Since you're currently logged in to your remote host, we may as well do a little tidying:
rm ~.ssh/from-host.pub exit
Using ssh-agent
Enter ssh-agent and the potential for passwordless logins.
A quick way to try this out is to type:
ssh-agent bash
This will start a bash shell as the child of the ssh-agent process. (You may like to substitute bash with your shell of choice.)
Now type:
ssh-add
and you will be prompted for your passphrase:
Enter passphrase for /home/gethin/.ssh/id_rsa:
if you type correctly, you will get a confirmation:
Identity added: /home/gethin/.ssh/id_rsa (/home/gethin/.ssh/id_rsa)

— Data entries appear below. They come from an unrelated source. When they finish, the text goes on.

PR #196, opened 2018-09-13
Add integration page for ArchivesSpace integration

sallain:
This change adds an integration page for the ArchivesSpace integration, similar
to the integration page for the AtoM integration.

Connected to archivematica/issues#149


kellyannewithane (approved):
Looks good, thanks @sallain !

PR #202, opened 2018-09-25
Update CentOS packaging details to 1.8 

joel-simpson:
Update Installation instructions (update url for packages from 1.7 to 1.8)
Update the Upgrade instructions (update the command to go from 1.7 to 1.8)

connected to https://github.com/archivematica/Issues/issues/203
(This PR only partially resolves that issue as it only covers CentOS. Another PR will be required to update details for Ubuntu.)

### DIFF
--- a/admin-manual/installation-setup/installation/install-centos.rst
+++ b/admin-manual/installation-setup/installation/install-centos.rst
@@ -69,24 +69,24 @@ Installation instructions
    * Archivematica:
 
    Use these commands to install the repositories:
-
+      
    .. code:: bash
-
+      
       sudo -u root bash -c 'cat << EOF > /etc/yum.repos.d/archivematica.repo
       [archivematica]
       name=archivematica
-      baseurl=https://packages.archivematica.org/1.7.x/centos
+      baseurl=https://packages.archivematica.org/1.8.x/centos
       gpgcheck=1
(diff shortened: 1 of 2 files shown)


admin-manual/installation-setup/installation/install-centos.rst
```diff
@@ -69,24 +69,24 @@ Installation instructions
    * Archivematica:
 
    Use these commands to install the repositories:
-
+
```
mamedin: I think it is not so important as python code, but an empty line has been replaced by a line with a tab (or several blank spaces). Same for lines 74 and 83

mamedin (changes requested):
It is about CentOS install and upgrade, so PR title and commit messages should mention it is only for CentOS.

admin-manual/installation-setup/installation/install-centos.rst
joel-simpson: I updated to fix these so they have empty lines as before.

mamedin (changes requested):
Sorry, but lines 74 and 83 still have blank spaces :(

joel-simpson:
sorry @mamedin I didn't check properly the first time. I think I've fixed it properly this time.

mamedin (approved):
LGTM

sallain (approved):

sallain:
Merged!

PR #204, opened 2018-09-26
Move old FPR document to main docs repo and update

sallain:
This change adds administrator-level FPR documentation to the main AM docs
repository. Prior to 1.7, we maintained the FPR docs as a branch within
artefactual/archivematica-fpr-admin. I've also substantially updated both the
contents and the formatting of this documentation, though I'm sure there is
still clean-up left to do.

Connected to archivematica/Issues#205. This change will check off the first
to-do item in that issue.


sallain:
Cancel this, I'm rethinking some things. Somehow I got it into my head that @sromkey's changes to the preservation planning docs had missed some things from the FPR docs, but now I'm thinking that I misread stuff and essentially duplicated Sarah's work. Will disambiguate and create a new PR.

Issue #33, opened 2017-10-06
update docs on how to install without elasticsearch


kellyannewithane:
Problem: Need to document in admin manual and other relevant places how to install Archivematica without ElasticSearch

kellyannewithane:
1.8 branch with updated documentation is ready for review

sallain:
I'm reasonably confident that this was completed and that the changes are still present in the current version of the 1.8 documentation, even though we've substantially changed the installation pages. The only page that does not contain Elasticsearch instructions is [Automated installation using Ansible](https://www.archivematica.org/en/docs/archivematica-1.8/admin-manual/installation-setup/installation/install-ansible/) - should the optional Elasticsearch information be included on this page?

@sevein pinging you, though I'm not sure if you're the right person to ask.

sevein:
@sallain there are instructions here: https://github.com/artefactual-labs/ansible-archivematica-src/#disable-elasticsearch-use. Perhaps the docs should point to that README because it contains other useful information.

sallain:
Thanks @sevein! I'll update the docs.

sallain:
Documented and added to release notes

PR #207, opened 2018-10-09
Add Elasticsearch info to ubuntu-ansible docs

sallain:
This change adds a note to the ubuntu-ansible installation documentation
instructing users how to install Archivematica without Elasticsearch when using
the ansible role.

Connected to #33.


sevein (approved):
:tada:

PR #212, opened 2018-10-19
Add Binder integration information

sallain:
This change covers a lot of things:

* Creates an integrations landing page for Binder
* Updates the dashboard configuration pages (admin and user manuals)
* Adds instructions for uploading a DIP to Binder
* Adds instructions for using the Access system ID box for both AtoM and Binder
* Adds screenshots of various things

Plus my usual formatting updates to bring the pages in line with the style guide.

Connected to archivematica/Issues#23


sallain:
@jraddaoui I added you as a reviewer because there is a lot of configuration information about Binder that is currently missing - details about how to make Binder, Archivematica, and TMS talk to each other. I don't think we need to address that for 1.8, as it's very unlikely that someone is going to be setting up Binder without our help, but if there's anything that's really important that's missing, let me know!

ablwr (approved):

PR #348, opened 2016-11-20
Introduced full mutation testing

Ocramius:
3e7fcd


Ocramius:
"You need to install and enable xdebug in order to allow for code coverage generation."

Dang.

src/ProxyManager/Exception/FileNotWritableException.php
```diff
@@ -39,24 +39,4 @@ public static function fromInvalidMoveOperation(string $fromPath, string $toPath
             $toPath
         ));
     }
-
-    public static function fromNonWritableLocation($path) : self
```
Ocramius: Actually, as a better alternative, I should deprecate this method, then restore the tests and drop it in 3.0.

samsonasik:
@Ocramius I created PR to your PR at #349 to install xdebug manually at php 7.1 env

Ocramius:
Waiting for @travis-ci, then merging and possibly releasing.

Ocramius:
\o/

and now when you connect to your remote host, you won't need to enter a thing! You can exit and connect again. Still no need for a password. You can start an xterm and connect from there. No password required. As you can see, all child processes can use the cached passphrase added to your agent.
Cleaning Away Old Keys
To remove any existing keys from your environment:
- login to the machine that holds your private key (dylan in the examples above) and remove the files .ssh/id_rsa and .ssh/id_rsa.pub.
- Next login to the destination host for your key pair, i.e. the machine which you copied your public key onto. (brian in the examples).
- open the file .ssh/authorized_keys (it's a text file) and delete the line corresponding to the machine that you would be connecting from, e.g.
ssh-rsa AAAAB3NzaC1yc......== gethin@dylan
- Now you're in a position to create some new keys.
Port Forwarding
We would like to connect to blanc, but it is behind a firewall. One approach is to connect to each in turn, using nile as a stepping stone. Another approach is to setup port-forwarding on nile, so that you can connect, seemingly directly, to blanc. Here's how:
Two Connections Required
Step 1
ssh -Llocalhost:2222:blanc:22 username@nile.ggy.bris.ac.uk
Step 2
To open an ssh session on blanc:
ssh -p 2222 username@localhost
To copy a file via scp:
scp -P 2222 username@localhost:/path/to/file .
Note a lower case p in the ssh command, but an uppercase P for the scp.